We put cones and hung empty milk gallons half filled with gravel in the stalls, and tomorrow I am going to get them each an apple toy that you put the treats in ... we also are now feeding four times a day so they can eat to pass the time as well...

I talked to the APHA office today - if Scooby doesn't get better in time we can withdraw him from the classes with a vet note up to the day of his class and get an 80 percent refund - I will lose my stall fee though... it is very hard waiting because he looks so good and moves so well in his stall - gonna be a very long few weeks...

We have the vet and the farrier both coming on the 25th, the farrier is moving his appointments so he can be there to look at the xrays and help decide the best way forward - the vet says we might need to put wedges on his fronts to ease the pressure on his deep flexor tendon, he is a little conformationally challenged and that may be why we already see some sidebone and other calcifications on his xrays... I am so thankful we have such a good team looking after him 

Whiskey did very good today - she is now ridden twice a day, but I keep the afternoon horsemanship drills very short, always looking for a good spot to quit, we are working on light collected lope transistions and good pivots and turns on her forehands - her jog is very nice and her pivot to the right is 90 percent clean, her pivot to the left she doesn't plant her butt - her turns on her forehand are getting better as well... she's looking good.


----------



## lucky2008 (Aug 17, 2010)

Good luck with the healing!
_Posted via Mobile Device_


----------



## Ace80908 (Apr 21, 2011)

I woke up this morning to snow blowing sideways outside... it's Colorado Springs, but even so, still early for snow... it blew out by the afternoon and by 4:30 pm the arena area had melted off so I rode...

Not a great day. It was cold and windy, and Whiskey was full of herself. A green three year old has the right to be ... well, green... but we are really close now to worlds and though I have no concerns about loping through the speed patterns I really don't want to blow the horsemanship class - my goal is a clean pattern. It will be too fast, and I will still be obviously riding her, I can't give her head yet, and have to adjust the reins still quite a bit, but if I can get the correct leads and soft transitions with clean pivots I will be a happy camper...

... the dirt arena was wet, sloppy and soft, so I long trotted around the edges for 10 minutes to loosen her up, then tried to keep it slow and soft and do walk/jog/canter transitions... I worked on jog circles concentrating on keeping my head up and back, body soft and straight, and legs back. It was hard! Then we worked on lope circles, well - we don't have a lope yet, but I am trying to lift her up and slow her a little, if I really push her up into her bridle I get a slower more collected lope, but then I can't let her go or she drops down and speeds up.

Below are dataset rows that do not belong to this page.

PR #30, opened 2022-02-17
Apply label filter on disks

weihanglo:
Related: harvester/harvester#1924

## What's inside

After #26, raw block devices are enabled to be provisioned. As a result, label filter cannot filter out raw block since previously it excluded partitions only. This PR reuse the same logic of label filter on disks as well.

- Collect filesytem `LABEL` when a disk has a filesytem on it.
- Apply the same logic of label filter on disks as well.

## Test plan

Copy from the reproducible steps:

1. Install Harvester with default data disk set to a disk different from the OS disk, e.g. /dev/sda
1. Go to "Hosts" page -> Select the node -> "Edit Config" -> "Disks" page -> Click "Add Disk"
1. The default data disk should not in the drop-down list.

Another way to test:

1. Install a Harvester cluster
2. Add a disk. Format it as ext4 filesystem. 
3. Run `e2label /dev/your/disk HARV_MY_DISK`
4. The corresponding blockdevicee CR of your extra disk won't show in the result of `kubectl -n longhorn-system get bd`

### DIFF
--- a/pkg/filter/label_filter.go
+++ b/pkg/filter/label_filter.go
@@ -37,24 +37,15 @@ func RegisterLabelFilter(filters ...string) *Filter {
 
 // Match returns true if filesystem label matches the pattern
 func (f *partLabelFilter) Match(part *block.Partition) bool {
-	for _, pattern := range f.labels {
-		if pattern == "" || part.Label == "" {
-			return false
-		}
-		ok, err := filepath.Match(pattern, part.Label)
-		if err != nil {
-			logrus.Errorf("failed to perform filesystem label matching on disk %s for pattern %s: %s", part.Name, pattern, err.Error())
-			return false
-		}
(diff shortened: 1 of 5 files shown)


johnliu55tw (approved):
LGTM

pkg/filter/label_filter.go
```diff
@@ -37,24 +37,15 @@ func RegisterLabelFilter(filters ...string) *Filter {
...
-		}
-		if ok {
-			return true
-		}
-	}
-	return false
+	return matchDevLabel(part.Label, part.Name, f.labels)
 }
 
 // Match returns true if all partitions of the disk match.
```
bk201, line 43: nit: might be great to revise the comment as well.

bk201 (approved):
LGTM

She didn't want to push off into a lope, - when I put the leg on and shifted the hip she just kept trotting - so we got in a battle - I backed her hard, she reared up a little, I swatted her, she spun in a circle (which, let me tell you, she can spin quick) and was really worked up. I took a deep breath, got off, and lunged her for 20 minutes in the center, just letting both of us calm down. When she started jogging slowly on the lunge, I got back on and we did a few patterns - ended on a really nice pattern with calm lope pickups - though she does flick her tail when I ask... I was frustrated but proud that that battle didn't turn into a war... 

Scooby called from his stall a couple times but didn't seem overly anxious when I brought her back in, and we were out for almost an hour...hopefully the weather is better tomorrow and our ride improves.


----------



## Ace80908 (Apr 21, 2011)

One hour ride today- put Whiskey's tail in, she didn't mind, though it is a little long - I just tacked it in, so I won't bang it until I have it in for real this weekend - there is a schooling show on Sat we will be entering hunt seat eq, halter, and horsemanship.

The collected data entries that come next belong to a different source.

PR #97, opened 2017-07-11
[HIVEMALL-130] Support user-defined dictionary for `tokenize_ja`

takuti:

- Add a new argument to `tokenize_ja` which enables users to register user-defined dictionary
  - Value can be either `const array<string>` (for array of custom definitions) or `const string` (for URL pointing an external dictionary file)
  - Users need to follow [Kuromoji official user dictionary format](https://github.com/atilika/kuromoji/blob/909fd6b32bf4e9dc86b7599de5c9b50ca8f004a1/kuromoji-core/src/test/resources/userdict.txt) as `<word>,<result>,<read>,<class>`
- Update document and refactor accordingly

## What type of PR is it?

Improvement

## What is the Jira issue?

https://issues.apache.org/jira/browse/HIVEMALL-130

## How was this patch tested?

Manually tested both on local and EMR with the Kuromoji official sample file:

```
hive> select
    >   tokenize_ja("日本経済新聞", "normal"),
    >   tokenize_ja("日本経済新聞", "normal", array(), array(), "https://raw.githubusercontent.com/atilika/kuromoji/909fd6b32bf4e9dc86b7599de5c9b50ca8f004a1/kuromoji-core/src/test/res/userdict.txt"),
    >   tokenize_ja("日本経済新聞", "normal", array(), array(), array("日本経済新聞,日本 経済 新聞,ニホン ケイザイ シンブン,カスタム名詞", "関西国際空港,関西 国際 空港,カンサイ コクサイ クウコウ,テスト名詞"))
    > ;
OK
_c0     _c1     _c2
["日本経済新聞"]        ["日本","経済","新聞"]  ["日本","経済","新聞"]
Time taken: 2.094 seconds, Fetched: 1 row(s)
```

## How to use this feature?

As shown above.

## Checklist

### DIFF
--- a/core/src/main/java/hivemall/utils/io/BoundedInputStream.java
+++ b/core/src/main/java/hivemall/utils/io/BoundedInputStream.java
@@ -1,0 +1,117 @@
+/*
+ * Licensed to the Apache Software Foundation (ASF) under one
+ * or more contributor license agreements.  See the NOTICE file
+ * distributed with this work for additional information
+ * regarding copyright ownership.  The ASF licenses this file
+ * to you under the Apache License, Version 2.0 (the
+ * "License"); you may not use this file except in compliance
+ * with the License.  You may obtain a copy of the License at
+ *
+ *   http://www.apache.org/licenses/LICENSE-2.0
+ *
+ * Unless required by applicable law or agreed to in writing,
+ * software distributed under the License is distributed on an
+ * "AS IS" BASIS, WITHOUT WARRANTIES OR CONDITIONS OF ANY
+ * KIND, either express or implied.  See the License for the
+ * specific language governing permissions and limitations
+ * under the License.
+ */
+package hivemall.utils.io;
+
+import java.io.IOException;
+import java.io.InputStream;
+
+/**
+ * Input stream which only supplies bytes up to a certain length
+ * Implementation is based on BoundedInputStream in Apache Commons IO
+ * https://commons.apache.org/proper/commons-io/javadocs/api-2.5/org/apache/commons/io/input/BoundedInputStream.html
+ */
+public final class BoundedInputStream extends InputStream {
+    private static final int EOF = -1;
+
+    private final InputStream is;
+    private final long max;
+    private long pos = 0L;
+    private long mark = EOF;
+
+    public BoundedInputStream(final InputStream is) {
+        this(is, EOF); // wrapped, but unlimited input stream
+    }
+
+    public BoundedInputStream(final InputStream is, final long size) {
+        this.is = is;
+        this.max = size;
+    }
+
+    @Override
+    public int read() throws IOException {
+        if (max >= 0 && pos >= max) {
+            return EOF;
+        }
+
+        int result = is.read();
+        this.pos += 1;
+
+        return result;
+    }
+
+    @Override
+    public int read(final byte[] b) throws IOException {
+        return read(b, 0, b.length);
+    }
+
+    @Override
+    public int read(byte[] b, int off, int len) throws IOException {
+        if (max >= 0 && pos >= max) {
+            return EOF;
+        }
+
+        long maxRead = max >= 0 ? Math.min(len, max - pos) : len;
+        int bytesRead = is.read(b, off, (int) maxRead);
+        if (bytesRead == EOF) {
+            return EOF;
+        }
+        this.pos += bytesRead;
+
+        return bytesRead;
+    }
+
+    @Override
+    public long skip(long n) throws IOException {
+        long toSkip = max >= 0 ? Math.min(n, max - pos) : n;
+        long skippedBytes = is.skip(toSkip);
+        this.pos += skippedBytes;
+        return skippedBytes;
+    }
+
+    @Override
+    public int available() throws IOException {
+        if (max >= 0 && pos >= max) {
+            return 0;
+        }
+        return is.available();
+    }
+
+    @Override
+    public void close() throws IOException {
+        is.close();
+    }
+
+    @Override
+    public synchronized void reset() throws IOException {
+        is.reset();
+        this.pos = mark;
+    }
+
+    @Override
+    public synchronized void mark(int readlimit) {
+        is.mark(readlimit);
+        this.mark = pos;
+    }
+
+    @Override
+    public boolean markSupported() {
+        return is.markSupported();
+    }
+
+}
--- a/core/src/main/java/hivemall/utils/io/HttpUtils.java
+++ b/core/src/main/java/hivemall/utils/io/HttpUtils.java
@@ -40,7 +40,7 @@ public final class HttpUtils {
 
     @Nonnull
     public static InputStream getLimitedInputStream(@Nonnull HttpURLConnection conn,
-            @Nonnegative long size) throws IOException {
+            @Nonnegative long size) throws NullPointerException, IOException {
         InputStream is = conn.getInputStream();
         is = new LimitedInputStream(is, size);
         return is;
--- a/core/src/main/java/hivemall/utils/io/HttpUtils.java
+++ b/core/src/main/java/hivemall/utils/io/HttpUtils.java
@@ -39,10 +39,10 @@ public final class HttpUtils {
     }
 
     @Nonnull
-    public static InputStream getBoundedInputStream(@Nonnull HttpURLConnection conn,
+    public static InputStream getLimitedInputStream(@Nonnull HttpURLConnection conn,
             @Nonnegative long size) throws IOException {
         InputStream is = conn.getInputStream();
-        is = new BoundedInputStream(is, size);
+        is = new LimitedInputStream(is, size);
         return is;
     }
 }
--- a/core/src/main/java/hivemall/utils/io/HttpUtils.java
+++ b/core/src/main/java/hivemall/utils/io/HttpUtils.java
@@ -1,0 +1,38 @@
+/*
+ * Licensed to the Apache Software Foundation (ASF) under one
+ * or more contributor license agreements.  See the NOTICE file
+ * distributed with this work for additional information
+ * regarding copyright ownership.  The ASF licenses this file
+ * to you under the Apache License, Version 2.0 (the
+ * "License"); you may not use this file except in compliance
+ * with the License.  You may obtain a copy of the License at
+ *
+ *   http://www.apache.org/licenses/LICENSE-2.0
+ *
+ * Unless required by applicable law or agreed to in writing,
+ * software distributed under the License is distributed on an
+ * "AS IS" BASIS, WITHOUT WARRANTIES OR CONDITIONS OF ANY
+ * KIND, either express or implied.  See the License for the
+ * specific language governing permissions and limitations
+ * under the License.
+ */
+package hivemall.utils.io;
+
+import javax.annotation.Nonnull;
+import java.io.IOException;
+import java.net.HttpURLConnection;
+import java.net.URL;
+
+public final class HttpUtils {
+    private HttpUtils() {}
+
+    @Nonnull
+    public static HttpURLConnection getHttpURLConnection(@Nonnull String urlStr)
+            throws IllegalArgumentException, IOException {
+        if (!urlStr.startsWith("http://") && !urlStr.startsWith("https://")) {
+            throw new IllegalArgumentException("Unexpected url: " + urlStr);
+        }
+        URL url = new URL(urlStr);
+        return (HttpURLConnection) url.openConnection();
+    }
+}
--- a/core/src/main/java/hivemall/utils/io/HttpUtils.java
+++ b/core/src/main/java/hivemall/utils/io/HttpUtils.java
@@ -18,8 +18,6 @@
  */
 package hivemall.utils.io;
 
-import org.apache.commons.io.input.BoundedInputStream;
-
 import javax.annotation.Nonnegative;
 import javax.annotation.Nonnull;
 import java.io.IOException;
--- a/core/src/main/java/hivemall/utils/io/HttpUtils.java
+++ b/core/src/main/java/hivemall/utils/io/HttpUtils.java
@@ -18,8 +18,12 @@
  */
 package hivemall.utils.io;
 
+import org.apache.commons.io.input.BoundedInputStream;
+
+import javax.annotation.Nonnegative;
 import javax.annotation.Nonnull;
 import java.io.IOException;
+import java.io.InputStream;
 import java.net.HttpURLConnection;
 import java.net.URL;
 
@@ -34,5 +38,12 @@ public final class HttpUtils {
         }
         URL url = new URL(urlStr);
         return (HttpURLConnection) url.openConnection();
+    }
+
+    @Nonnull
+    public static InputStream getBoundedInputStream(@Nonnull HttpURLConnection conn, @Nonnegative long size) throws IOException {
+        InputStream is = conn.getInputStream();
+        is = new BoundedInputStream(is, size);
+        return is;
     }
 }
--- a/core/src/main/java/hivemall/utils/io/HttpUtils.java
+++ b/core/src/main/java/hivemall/utils/io/HttpUtils.java
@@ -41,7 +41,8 @@ public final class HttpUtils {
     }
 
     @Nonnull
-    public static InputStream getBoundedInputStream(@Nonnull HttpURLConnection conn, @Nonnegative long size) throws IOException {
+    public static InputStream getBoundedInputStream(@Nonnull HttpURLConnection conn,
+            @Nonnegative long size) throws IOException {
         InputStream is = conn.getInputStream();
         is = new BoundedInputStream(is, size);
         return is;
--- a/core/src/main/java/hivemall/utils/io/IOUtils.java
+++ b/core/src/main/java/hivemall/utils/io/IOUtils.java
@@ -33,6 +33,8 @@ import java.io.InputStreamReader;
 import java.io.ObjectInputStream;
 import java.io.ObjectOutputStream;
 import java.io.OutputStream;
+import java.io.PushbackInputStream;
+import java.util.zip.GZIPInputStream;
 
 import javax.annotation.Nonnull;
 import javax.annotation.Nullable;
@@ -127,6 +129,29 @@ public final class IOUtils {
         final int ch3 = in.read();
         final int ch4 = in.read();
         return ((ch1 << 24) + (ch2 << 16) + (ch3 << 8) + (ch4 << 0));
+    }
+
+    /**
+     * Look ahead InputStream and decompress it as GZIPInputStream if needed
+     *
+     * @link https://stackoverflow.com/a/4818946
+     */
+    public static InputStream decompressStream(final InputStream is) throws IOException {
+        final PushbackInputStream pb = new PushbackInputStream(is, 2);
+
+        // look ahead
+        int b1 = pb.read();
+        int b2 = pb.read();
+
+        // push back
+        pb.unread(b2);
+        pb.unread(b1);
+
+        if (((b2 << 8) | b1) == GZIPInputStream.GZIP_MAGIC) {
+            return new GZIPInputStream(pb);
+        } else {
+            return pb;
+        }
     }
 
     public static void writeChar(final char v, final OutputStream out) throws IOException {
--- a/core/src/main/java/hivemall/utils/io/LimitedInputStream.java
+++ b/core/src/main/java/hivemall/utils/io/LimitedInputStream.java
@@ -35,9 +35,9 @@ public class LimitedInputStream extends FilterInputStream {
     protected final long max;
     protected long pos = 0L;
 
-    public LimitedInputStream(final InputStream is, @Nonnegative final long size) {
-        super(is);
-        this.max = size;
+    public LimitedInputStream(final InputStream in, @Nonnegative final long maxSize) {
+        super(in);
+        this.max = maxSize;
     }
 
     protected void raiseError() throws IOException {
@@ -53,29 +53,29 @@ public class LimitedInputStream extends FilterInputStream {
 
     @Override
     public int read() throws IOException {
-        int result = super.read();
-        if (result != -1) {
+        int res = super.read();
+        if (res != -1) {
             proceed(1L);
         }
-        return result;
+        return res;
     }
 
     @Override
     public int read(byte[] b, int off, int len) throws IOException {
-        int bytesRead = super.read(b, off, len);
-        if (bytesRead > 0) {
-            proceed(bytesRead);
+        int res = super.read(b, off, len);
+        if (res > 0) {
+            proceed(res);
         }
-        return bytesRead;
+        return res;
     }
 
     @Override
     public long skip(long n) throws IOException {
-        long skippedBytes = super.skip(n);
-        if (skippedBytes > 0) {
-            proceed(skippedBytes);
+        long res = super.skip(n);
+        if (res > 0) {
+            proceed(res);
         }
-        return skippedBytes;
+        return res;
     }
 
     @Override
--- a/core/src/main/java/hivemall/utils/io/LimitedInputStream.java
+++ b/core/src/main/java/hivemall/utils/io/LimitedInputStream.java
@@ -18,6 +18,9 @@
  */
 package hivemall.utils.io;
 
+import hivemall.utils.lang.Preconditions;
+
+import javax.annotation.CheckForNull;
 import javax.annotation.Nonnegative;
 import java.io.FilterInputStream;
 import java.io.IOException;
@@ -34,8 +37,9 @@ public class LimitedInputStream extends FilterInputStream {
     protected final long max;
     protected long pos = 0L;
 
-    public LimitedInputStream(final InputStream in, @Nonnegative final long maxSize) {
+    public LimitedInputStream(@CheckForNull final InputStream in, @Nonnegative final long maxSize) {
         super(in);
+        Preconditions.checkNotNull(in, "Base input stream must not be null");
         this.max = maxSize;
     }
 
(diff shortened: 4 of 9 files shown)


takuti:
^ In 474027264121c66a673cd6da483111b22f65b2fd, `tokenize_ja()` supports "NULL" stop words/tags in order to allow users to explicitly choose default set. That is, `null` and `array()` are dealt differently. This modification improves usability of the fifth argument.

```sql
hive> select
    >   tokenize_ja("今日は特にいい天気ですね。", "normal") as default1,
    >   tokenize_ja("今日は特にいい天気ですね。", "normal", null) as default2, -- use default stop words
    >   tokenize_ja("今日は特にいい天気ですね。", "normal", array()) as no_stopwords, -- "empty" (i.e., no) stop words
    >   tokenize_ja("今日は特にいい天気ですね。", "normal", null, null) as default3, -- use default stop word and tags
    >   tokenize_ja("今日は特にいい天気ですね。", "normal", null, array()) as no_stoptags, -- "empty" stop tags
    >   tokenize_ja("今日は特にいい天気ですね。", "normal", array(), array()) as no_stopwords_stoptags -- "empty" stop words and tags
    > ;
OK
default1        default2        no_stopwords    default3        no_stoptags     no_stopwords_stoptags
["今日","いい","天気"]  ["今日","いい","天気"]  ["今日","特に","いい","天気"]   ["今日","いい","天気"]  ["今日","いい","天気","ね"]     ["今日","は","特に","いい","天気","です","ね"]
```

takuti:
Note: I'm planning to make further improvement on the document before merging this PR

nlp/src/main/java/hivemall/nlp/tokenizer/KuromojiUDF.java
```diff
@@ -239,6 +239,16 @@ private static UserDictionary userDictionary(@Nullable final String userDictURL)
...
         conn.setReadTimeout(READ_TIMEOUT_MS); // throw exception from getXXX() methods
 
+        final int responseCode;
+        try {
+            responseCode = conn.getResponseCode();
+        } catch (Throwable e) {
+            throw new UDFArgumentException("Failed to get response code: " + e);
+        }
+        if (responseCode != 200) {
+            throw new UDFArgumentException("God invalid response code: " + responseCode);
```
takuti: OMG, it's typo lol

nlp/src/test/java/hivemall/nlp/tokenizer/KuromojiUDFTest.java
```diff
@@ -192,6 +241,126 @@ public void prepare(int arg) throws HiveException {}
...
+        // stopWords
+        argOIs[2] = ObjectInspectorFactory.getStandardConstantListObjectInspector(
+            PrimitiveObjectInspectorFactory.writableStringObjectInspector, null);
+        // stopTags
+        argOIs[3] = ObjectInspectorFactory.getStandardConstantListObjectInspector(
+            PrimitiveObjectInspectorFactory.writableStringObjectInspector, null);
+        // userDictArray (from https://raw.githubusercontent.com/atilika/kuromoji/909fd6b32bf4e9dc86b7599de5c9b50ca8f004a1/kuromoji-core/src/test/resources/userdict.txt)
+        List<String> userDict = new ArrayList<String>();
+        userDict.add("日本経済新聞,日本 経済 新聞,ニホン ケイザイ シンブン,カスタム名詞");
+        argOIs[4] = argOIs[2] = ObjectInspectorFactory.getStandardConstantListObjectInspector(
```
takuti: Wrong assignment

myui:
@takuti please change PR tile `[WIP]`

nlp/src/main/java/hivemall/nlp/tokenizer/KuromojiUDF.java
```diff
@@ -44,47 +53,52 @@
...
 @Description(
         name = "tokenize_ja",
-        value = "_FUNC_(String line [, const string mode = \"normal\", const list<string> stopWords, const list<string> stopTags])"
+        value = "_FUNC_(String line [, const string mode = \"normal\", const array<string> stopWords, const array<string> stopTags, const array<string> userDict (or string userDictURL)])"
                 + " - returns tokenized strings in array<string>")
 @UDFType(deterministic = true, stateful = false)
 public final class KuromojiUDF extends GenericUDF {
+    private static final int CONNECT_TIMEOUT_MS = 10000;
+    private static final int READ_TIMEOUT_MS = 30000;
+    private static final long MAX_INPUT_STREAM_SIZE = 1000000L; // ~1MB
```
myui: 1MB would be too small for a dict.

How about 32 * 1024 * 1024？

Read timeout then could be 60 sec or so considering a slow network.

nlp/src/main/java/hivemall/nlp/tokenizer/KuromojiUDF.java
```diff
@@ -170,6 +192,100 @@ private static CharArraySet stopWords(@Nonnull final String[] array)
...
+    private static UserDictionary userDictionary(@Nullable final String[] userDictArray)
+            throws UDFArgumentException {
+        if (userDictArray == null) {
+            return null;
+        }
+
+        StringBuilder builder = new StringBuilder();
+        for (String row : userDictArray) {
+            builder.append(row);
+            builder.append("\r\n");
```
myui: Is `\r ` reqeuired?

nlp/src/main/java/hivemall/nlp/tokenizer/KuromojiUDF.java
```diff
@@ -170,6 +192,100 @@ private static CharArraySet stopWords(@Nonnull final String[] array)
...
+        }
+        InputStream is = new ByteArrayInputStream(builder.toString().getBytes());
```
myui: please use `FastByteArrayInputStream` .

nlp/src/main/java/hivemall/nlp/tokenizer/KuromojiUDF.java
```diff
@@ -170,6 +192,100 @@ private static CharArraySet stopWords(@Nonnull final String[] array)
...
+        } catch (ZipException e) { // HTTP connection indicates a non-GZIP binary file
+            throw new UDFArgumentException(
+                "User dictionary URL MUST indicate plain text or GZIP file: " + e);
+        } catch (Throwable e) {
+            throw new UDFArgumentException("Failed to get input stream from the connection: " + e);
+        }
+
+        final Reader reader = new InputStreamReader(is);
+        try {
+            return UserDictionary.open(reader); // return null if empty
```
myui: should throw exception for null.

core/src/main/java/hivemall/utils/io/HttpUtils.java
```diff
@@ -0,0 +1,50 @@
...
+ * Unless required by applicable law or agreed to in writing,
+ * software distributed under the License is distributed on an
+ * "AS IS" BASIS, WITHOUT WARRANTIES OR CONDITIONS OF ANY
+ * KIND, either express or implied.  See the License for the
+ * specific language governing permissions and limitations
+ * under the License.
+ */
+package hivemall.utils.io;
+
+import org.apache.commons.io.input.BoundedInputStream;
```
myui: Should not depend on commons-io for minimum dependencies.

Create it on `utils.io` .

nlp/src/main/java/hivemall/nlp/tokenizer/KuromojiUDF.java
```diff
@@ -170,6 +192,100 @@ private static CharArraySet stopWords(@Nonnull final String[] array)
...
+            conn = HttpUtils.getHttpURLConnection(userDictURL);
+        } catch (Throwable e) {
+            throw new UDFArgumentException("Failed to create HTTP connection to the URL: " + e);
+        }
+
+        // allow to read as a compressed GZIP file for efficiency
+        conn.setRequestProperty("Accept-Encoding", "gzip");
+
+        conn.setConnectTimeout(CONNECT_TIMEOUT_MS); // throw exception from connect()
+        conn.setReadTimeout(READ_TIMEOUT_MS); // throw exception from getXXX() methods
```
myui: typo in the comment.

nlp/src/main/java/hivemall/nlp/tokenizer/KuromojiUDF.java
```diff
@@ -170,6 +192,100 @@ private static CharArraySet stopWords(@Nonnull final String[] array)
...
+        if (!textContent && !binaryContent) {
+            throw new UDFArgumentException(
+                "User dictionary URL indicates unexpected content type: " + contentType);
+        }
+
+        InputStream is;
+        try {
+            is = HttpUtils.getBoundedInputStream(conn, MAX_INPUT_STREAM_SIZE);
+            if ((textContent && "gzip".equals(conn.getContentEncoding())) || binaryContent) {
+                is = new GZIPInputStream(is);
```
myui: application/octet-stream != gzip file

takuti: I was not able to find a good way to explicitly detect "gzip" file (checking a magic number is one possible way though). If `InputStream` of binary file (i.e., `octet-stream`) is non-gzip one, `new GZIPInputStream` automatically throws an exception, and the later `catch (ZipException e)` handles the exception. 

https://stackoverflow.com/questions/4818468/how-to-check-if-inputstream-is-gzipped

nlp/src/main/java/hivemall/nlp/tokenizer/KuromojiUDF.java
takuti: Sure

nlp/src/main/java/hivemall/nlp/tokenizer/KuromojiUDF.java
takuti: Not necessarily. It's just CRLF.

nlp/src/main/java/hivemall/nlp/tokenizer/KuromojiUDF.java
takuti: NULL user dictionary is allowed; it's a case that reader is empty.

nlp/src/main/java/hivemall/nlp/tokenizer/KuromojiUDF.java
takuti: where?

myui: Was reviewing a stale commit. already fixed.

nlp/src/main/java/hivemall/nlp/tokenizer/KuromojiUDF.java
myui: simple as follows:

```java
if(urlString.endWith(".gz")) {
   InputStream is = conn.getInputStream();
   is = new LimitedInputStream(is, MAX_SIZE);
   is = new GzipInputStream(is);
} else {
   conn.setRequestProperty("Accept-Encoding", "gzip");
   // conn.connect();
   InputStream is = conn.getInputStream();
   is = new LimitedInputStream(is, MAX_SIZE);
   if ("gzip".equals(con.getContentEncoding())) {     
     is = new GzipInputStream(is);
   }
}
```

More and more likely I will be cutting her mane ... probably before Saturday's show.

Did a video, it shows I need to get my legs back - her head set was very consistent today at the jog and trot, still really gets it in the air as she is picking up her lopes/canters - don't want to push that though right now... her pivots were all over the place today too...

She's coming along nicely and I think will be pretty competitive next year at the shows... not sure if that's what I want to do, but if we go that direction she'll be ready - if not, she'll be a really broke, responsive mare, so that's good too...


----------



## Ace80908 (Apr 21, 2011)

Cut Whiskey's mane today, it looks good... have to pull it tomorrow, but I will be ready to band it for Saturday's show - 

My neighbor's horse went lame a while back, and she used our stall - she came over to give us some money for caring for her horse - I told her about Scooby and the show and she offered me the use of her nice english saddle - I didn't take her money but did take advantage of using her saddle and rode for an hour english, enough to realize i really suck at english and cant keep my legs back to save my life... Whiskey did ok but kicked out once and threw her head once, here is the head throwing on video - 

Kellie gave me this pattern and it had sidepassing ten steps in it - interesting!

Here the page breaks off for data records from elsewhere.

PR #103, opened 2017-07-20
[HIVEMALL-133][SPARK][WIP] Support spark-v2.2 in the hivemalls-spark module

maropu:
This pr added supports for spark-2.2 in Hivemall.

This pr is currently WIP because:
1. Java7's been dropped in spark-v2.2 and Hivemall still supports it, so we need some entries to check a Java version when `spark-2.2` enabled.
2. We need to move common code into `spark/spark-common`.

## What type of PR is it?
Improvement

## What is the Jira issue?
https://issues.apache.org/jira/browse/HIVEMALL-133

## How was this patch tested?
Existing tests

### DIFF
--- a/.travis.yml
+++ b/.travis.yml
@@ -34,10 +34,7 @@ notifications:
   email: false
 
 script:
-  - mvn -q scalastyle:check test -Pspark-2.1
-  # test the spark-2.0 modules only in the following runs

I am dying to get Scooby out, but two more weeks until we can even find out how he is going to do! Luckily I am busy with the last month of getting myself and Whiskey as ready as we can get...


----------



## Ace80908 (Apr 21, 2011)

Great day today with Whiskey!!! 

She was just a butt yesterday, she was surging at the canters, throwing her head at the stops, swinging her butt out, ignoring her pivot foot, walking too fast, generally being a three year old brat. So everytime she took off at the canter, I one reined her into smaller circles and made her work at the canter - kept looking for a good spot to quit, but after an hour I was just so irritated I got off disgusted. 

After a few hours Kellie went out and sent her through the pole pattern and ran the barrels a couple times then put her away...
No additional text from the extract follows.